> _REQUIRED ACTION_
Exact copies of all the entries are required.

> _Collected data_
>>>>
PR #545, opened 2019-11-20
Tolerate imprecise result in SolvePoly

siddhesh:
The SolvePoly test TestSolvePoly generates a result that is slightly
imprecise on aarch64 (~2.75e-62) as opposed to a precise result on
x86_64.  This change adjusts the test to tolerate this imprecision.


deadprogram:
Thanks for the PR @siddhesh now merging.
<<<<
> _PROBLEM SOLUTION_
PR #545, opened 2019-11-20
Tolerate imprecise result in SolvePoly

siddhesh:
The SolvePoly test TestSolvePoly generates a result that is slightly
imprecise on aarch64 (~2.75e-62) as opposed to a precise result on
x86_64.  This change adjusts the test to tolerate this imprecision.


deadprogram:
Thanks for the PR @siddhesh now merging.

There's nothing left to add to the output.